Requirement: Below is a listing. Set down exactly the lines from the one containing "PR #230, opened 2021-11-17" through the one containing "yeah, we do", both ends included, and leave out the rest.

Data to process:

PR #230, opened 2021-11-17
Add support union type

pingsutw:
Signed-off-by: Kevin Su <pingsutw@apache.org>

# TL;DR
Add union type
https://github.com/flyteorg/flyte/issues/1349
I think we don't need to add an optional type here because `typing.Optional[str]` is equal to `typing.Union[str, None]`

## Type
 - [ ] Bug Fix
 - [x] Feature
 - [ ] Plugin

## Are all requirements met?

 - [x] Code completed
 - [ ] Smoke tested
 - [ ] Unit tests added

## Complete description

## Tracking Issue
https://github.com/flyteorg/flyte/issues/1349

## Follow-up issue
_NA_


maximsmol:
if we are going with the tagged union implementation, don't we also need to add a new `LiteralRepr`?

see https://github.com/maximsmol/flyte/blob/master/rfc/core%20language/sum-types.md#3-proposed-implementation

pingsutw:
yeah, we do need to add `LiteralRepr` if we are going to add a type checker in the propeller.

---

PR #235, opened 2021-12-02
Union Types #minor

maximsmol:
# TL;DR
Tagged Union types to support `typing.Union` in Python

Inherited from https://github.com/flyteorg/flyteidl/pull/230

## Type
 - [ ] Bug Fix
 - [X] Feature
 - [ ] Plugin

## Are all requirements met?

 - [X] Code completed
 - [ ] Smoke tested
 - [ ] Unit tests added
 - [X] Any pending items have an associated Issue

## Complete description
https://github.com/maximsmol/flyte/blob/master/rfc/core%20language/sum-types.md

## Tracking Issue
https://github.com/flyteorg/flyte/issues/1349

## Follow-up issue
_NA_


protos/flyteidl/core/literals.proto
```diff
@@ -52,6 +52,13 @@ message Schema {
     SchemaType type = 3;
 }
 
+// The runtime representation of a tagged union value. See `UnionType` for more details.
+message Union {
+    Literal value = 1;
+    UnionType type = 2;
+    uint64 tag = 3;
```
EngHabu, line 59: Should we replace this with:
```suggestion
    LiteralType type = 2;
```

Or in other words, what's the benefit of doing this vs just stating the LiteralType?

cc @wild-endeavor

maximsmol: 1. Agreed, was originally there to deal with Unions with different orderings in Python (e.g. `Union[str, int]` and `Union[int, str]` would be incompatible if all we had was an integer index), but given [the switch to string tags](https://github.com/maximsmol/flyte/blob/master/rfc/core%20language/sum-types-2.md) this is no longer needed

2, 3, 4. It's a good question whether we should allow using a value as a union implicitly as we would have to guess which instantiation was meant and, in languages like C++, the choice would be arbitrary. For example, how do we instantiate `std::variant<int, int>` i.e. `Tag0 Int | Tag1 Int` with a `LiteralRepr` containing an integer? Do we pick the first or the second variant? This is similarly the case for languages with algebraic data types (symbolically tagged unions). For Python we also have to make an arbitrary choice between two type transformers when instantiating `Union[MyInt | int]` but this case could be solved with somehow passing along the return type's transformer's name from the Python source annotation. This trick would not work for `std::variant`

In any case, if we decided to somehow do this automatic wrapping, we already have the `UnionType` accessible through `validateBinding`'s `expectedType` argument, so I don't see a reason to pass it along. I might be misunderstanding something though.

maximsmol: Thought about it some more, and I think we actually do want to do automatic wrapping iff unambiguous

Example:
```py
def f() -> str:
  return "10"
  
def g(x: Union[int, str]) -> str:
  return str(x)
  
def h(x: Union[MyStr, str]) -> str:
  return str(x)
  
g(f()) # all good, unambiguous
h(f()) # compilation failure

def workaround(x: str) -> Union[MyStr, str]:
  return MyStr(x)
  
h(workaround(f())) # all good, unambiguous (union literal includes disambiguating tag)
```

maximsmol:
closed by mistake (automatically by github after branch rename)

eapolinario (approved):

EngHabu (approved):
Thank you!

==

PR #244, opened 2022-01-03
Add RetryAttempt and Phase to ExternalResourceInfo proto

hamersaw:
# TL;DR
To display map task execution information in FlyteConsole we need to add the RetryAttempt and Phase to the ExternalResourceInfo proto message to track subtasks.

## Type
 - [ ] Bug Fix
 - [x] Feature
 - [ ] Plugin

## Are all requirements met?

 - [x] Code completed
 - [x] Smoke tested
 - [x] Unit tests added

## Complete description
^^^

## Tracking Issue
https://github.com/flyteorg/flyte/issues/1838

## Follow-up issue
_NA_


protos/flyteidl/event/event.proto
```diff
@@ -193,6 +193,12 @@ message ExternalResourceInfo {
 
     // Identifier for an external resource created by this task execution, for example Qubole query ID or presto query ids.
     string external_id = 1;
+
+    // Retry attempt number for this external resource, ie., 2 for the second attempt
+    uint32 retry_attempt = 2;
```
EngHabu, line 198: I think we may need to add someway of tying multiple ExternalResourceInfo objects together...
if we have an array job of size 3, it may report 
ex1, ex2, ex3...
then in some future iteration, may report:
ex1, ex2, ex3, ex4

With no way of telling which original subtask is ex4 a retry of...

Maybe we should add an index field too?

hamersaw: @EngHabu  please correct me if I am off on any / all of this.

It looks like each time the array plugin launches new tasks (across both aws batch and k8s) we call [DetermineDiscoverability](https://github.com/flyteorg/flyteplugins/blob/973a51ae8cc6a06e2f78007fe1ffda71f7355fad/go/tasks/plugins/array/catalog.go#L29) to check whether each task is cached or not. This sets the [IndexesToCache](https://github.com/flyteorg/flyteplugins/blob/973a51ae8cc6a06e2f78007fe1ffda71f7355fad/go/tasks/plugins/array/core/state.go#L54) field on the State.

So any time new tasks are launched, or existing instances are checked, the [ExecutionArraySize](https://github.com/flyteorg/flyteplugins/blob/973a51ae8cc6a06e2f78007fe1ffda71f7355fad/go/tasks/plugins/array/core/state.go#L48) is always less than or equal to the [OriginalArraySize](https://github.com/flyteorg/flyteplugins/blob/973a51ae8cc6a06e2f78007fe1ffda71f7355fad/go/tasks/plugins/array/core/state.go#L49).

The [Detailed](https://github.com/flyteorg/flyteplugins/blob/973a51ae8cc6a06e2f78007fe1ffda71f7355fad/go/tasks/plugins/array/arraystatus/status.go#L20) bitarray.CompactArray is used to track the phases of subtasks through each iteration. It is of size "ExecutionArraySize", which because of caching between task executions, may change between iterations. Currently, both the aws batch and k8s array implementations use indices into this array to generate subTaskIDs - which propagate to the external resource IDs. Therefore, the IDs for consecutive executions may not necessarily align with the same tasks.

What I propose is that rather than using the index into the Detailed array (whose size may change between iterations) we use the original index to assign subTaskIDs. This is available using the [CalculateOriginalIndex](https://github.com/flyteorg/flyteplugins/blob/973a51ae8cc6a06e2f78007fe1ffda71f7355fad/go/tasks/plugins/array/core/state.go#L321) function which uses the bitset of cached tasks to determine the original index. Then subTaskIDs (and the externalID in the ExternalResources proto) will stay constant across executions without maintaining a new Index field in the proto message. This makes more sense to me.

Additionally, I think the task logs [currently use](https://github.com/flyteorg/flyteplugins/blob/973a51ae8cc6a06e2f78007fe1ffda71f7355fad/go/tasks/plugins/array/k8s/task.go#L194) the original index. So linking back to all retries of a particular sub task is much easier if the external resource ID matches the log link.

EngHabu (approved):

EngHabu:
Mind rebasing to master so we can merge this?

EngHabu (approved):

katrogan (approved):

Written response:
PR #230, opened 2021-11-17
Add support union type

pingsutw:
Signed-off-by: Kevin Su <pingsutw@apache.org>

# TL;DR
Add union type
https://github.com/flyteorg/flyte/issues/1349
I think we don't need to add an optional type here because `typing.Optional[str]` is equal to `typing.Union[str, None]`

## Type
 - [ ] Bug Fix
 - [x] Feature
 - [ ] Plugin

## Are all requirements met?

 - [x] Code completed
 - [ ] Smoke tested
 - [ ] Unit tests added

## Complete description

## Tracking Issue
https://github.com/flyteorg/flyte/issues/1349

## Follow-up issue
_NA_


maximsmol:
if we are going with the tagged union implementation, don't we also need to add a new `LiteralRepr`?

see https://github.com/maximsmol/flyte/blob/master/rfc/core%20language/sum-types.md#3-proposed-implementation

pingsutw:
yeah, we do need to add `LiteralRepr` if we are going to add a type checker in the propeller.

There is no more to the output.